Apesar de cada vez mais empenado, ainda vais escrevendo e publicando:   Imagem Devolvida, Conto de Natal para Crianças, Casos de Direito Galáctico (de tradutor passas a autor de ficção científica) seguido de O Mundo Inquietante de Josela (fragmentos), Lisboa ao voo do pássaro.
Para te ajudar a ultrapassar as dificuldades financeiras, uma jornalista reúne uns tantos amigos para, em conjunto, te comprarem mantimentos. Quando eles batem à tua porta, atiras as provisões pela escada abaixo e tratas de insultá-los. Não aceitas esmolas, de ninguém!
Sim, aquela escada da mesma e velha vivenda em Carcavelos. Ali moras agora com a tua mãe e uma tia, duas velhotas que já rondam os 90 anos. Também com o Vodka, um cão-linguiça todo preto e encorpado, em cujo pescoço de vez em quando armas um laçarote encarnado, pois os canitos também têm direito à Revolução. Porém o Vodka não está muito interessado em revoluções, prefere abocanhar e fugir com as tuas peúgas. Corres, ou tentas correr atrás dele. Levantas a bengala, erras o alvo e acertas a porrada mas é nos costados da tua tia. Lá vai a velha de charola para o hospital de Cascais. Por cima do cancro que a devora, tem agora uma costela partida... Um sarilho!
DERRADEIRO FAX
 
A 25 de Novembro de 1975 o General Eanes e o Grupo dos Nove dão um golpe militar para travar Abril montado no esquerdismo galopante.
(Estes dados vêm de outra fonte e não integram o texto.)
PR #8961, opened 2019-01-17
[master] Fix GC bug and API for TemporaryFile move and copy methods

mkurz:
Forward port of #8958 except the MiMa rules in `build.sbt`. (Just did a simple rebase onto master)


mkurz:
Needs merge now, #8958 was merged already.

Ficas muito preocupado, temes o regresso ao tempo da Outra Senhora, ao fascismo. Tratas logo de aderir ao PRP - Partido Revolucionário do Proletariado - da Isabel do Carmo e do Carlos Antunes, que insistem na acção armada para defender a Revolução.
- Ó Mário-Henrique: mas se nem uma bengala tu consegues segurar como deve de ser, quanto mais uma espingarda ou metralhadora...
Que te importa! O que é preciso é agitar a ideia da acção armada, ai Carbonária, Carbonária...
Muitas vezes vou bater à tua porta a convidar-te a dar uma volta de carro. Aceitas sempre. De Carcavelos vamos à praia do Guincho e depois subimos à Serra de Sintra. Gostas muito de ir até ao Cabo da Roca. Será por causa da paisagem agreste, ou por ser ali a ponta mais ocidental da Europa? Sabe-se lá o que se passa pelos teus miolos...
Em Janeiro de 1980 és internado no hospital de Cascais. Um lampejo, a Fipsy, a Isabel e, sem dares cavaco aos amigos, passas-te. És um chato!
Bem, acho que já acabei a evocação da tua vida e da tua obra, vou botar aqui um ponto final.
Espera, espera aí um instante que está a chegar um fax. Não me surpreende: é o São Pedro a lamentar-se que não desistes de converter o Império do Céu em República Popular do Purgatório.


Livro marcante de uma época e de uma personalidade histórica do movimento surrealista português.